A vibrant and flavorful Grilled Mexican Shrimp Salad featuring spiced shrimp, charred corn, fresh avocado, black beans, and queso fresco over crisp green leaf lettuce, perfect for a light and healthy meal.

Ingredients

Shrimp Marinade and Skewers

  • 1 lb large raw shrimp fresh, or thawed from frozen, peeled and deveined
  • 1/4 cup olive oil
  • 1 1/2 tbsp fresh thyme chopped
  • 1 1/2 tbsp ancho chili powder
  • 1 tsp fresh lime zest
  • 4 cloves garlic chopped
  • wooden skewers soaked in water for at least 30 minutes

Salad

  • 2 ears fresh corn husks and silk removed
  • olive oil or avocado oil cooking spray
  • coarse salt and pepper for seasoning the corn and salad
  • 6-8 cups green leaf lettuce chopped
  • 15 oz can black beans rinsed and drained
  • 1 large tomato seeded and chopped
  • 1 large avocado chopped
  • 4 oz queso fresco cheese crumbled
  • fresh chopped cilantro for garnishing (optional)

Instructions

  1. Preheat Grill: Start by preheating the grill over medium heat and brush the grill grate clean to prevent sticking.
  2. Prepare Shrimp Marinade: Whisk together olive oil, fresh chopped thyme, ancho chili powder, lime zest, and chopped garlic in a bowl.
  3. Marinate Shrimp: Pat the shrimp dry with paper towels, thread them onto soaked wooden skewers, then brush thoroughly with the chili lime marinade coating both sides.
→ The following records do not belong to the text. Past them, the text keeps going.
PR #1661, opened 2019-07-01
core/local: Re-use untouched files' checksum

taratatach:
In order to limit the number of checksum computations during the
initial scan, we try to reuse the existing PouchDB record's local
`md5sum` if the event's update time matches the record's local
`updated_at`.

We compare the event's `mtime` field because we care only about the
file content updates to trigger checksum computations.
Also, we now compare it with the recently added local `updated_at`
which will now contain the latest local `mtime` value instead of
either the remote `updated_at` value or the max between the local
`mtime` and `ctime` that can be stored in the record's main
`updated_at` attribute.
Finally, we re-use the local `md5sum` because the main `md5sum`
attribute can have changed after a remote update was merged but not
applied on the local filesystem.

Since we're changing the way we compute the local `updated_at`, all
existing files' records will be updated during the first launch
including this commit.
This can take a while but all later launches will benefit from it.

- [x] PR is not too big

### DIFF
--- a/core/local/atom/initial_diff.js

Season with salt and pepper.
  4. Grill Corn: Spray the corn with olive oil or avocado oil spray and season with salt. Grill over medium heat for 16 minutes, turning every 4 minutes until evenly charred. Remove and let cool to room temperature.
  5. Grill Shrimp: Increase grill heat to high and cook shrimp skewers for 1 1/2 minutes per side until golden and opaque. Season with a pinch of coarse kosher salt.
  6. Assemble Salad: In a large bowl, add chopped green leaf lettuce. Scrape the grilled corn kernels off the cobs and add to the bowl. Add chopped tomatoes, black beans, crumbled queso fresco, chopped avocado, and fresh cilantro if desired.
  7. Add Shrimp and Serve: Place the grilled shrimp skewers on top of the salad or remove shrimp from skewers to distribute. Serve immediately with your favorite dressing if desired.

Notes

  • Soak wooden skewers in water for at least 30 minutes before grilling to prevent burning.
  • Ancho chili powder adds a unique smoky flavor; substitute with smoked paprika if unavailable.
  • Use fresh corn for best results, but frozen corn can be used as an alternative if charred flavor isn’t required.
  • Queso fresco can be replaced with feta cheese for similar texture and flavor.
  • Adjust chili powder amount based on preferred spiciness level.
  • This salad is best served immediately for freshness, but shrimp and grilled corn can be prepared ahead and refrigerated separately.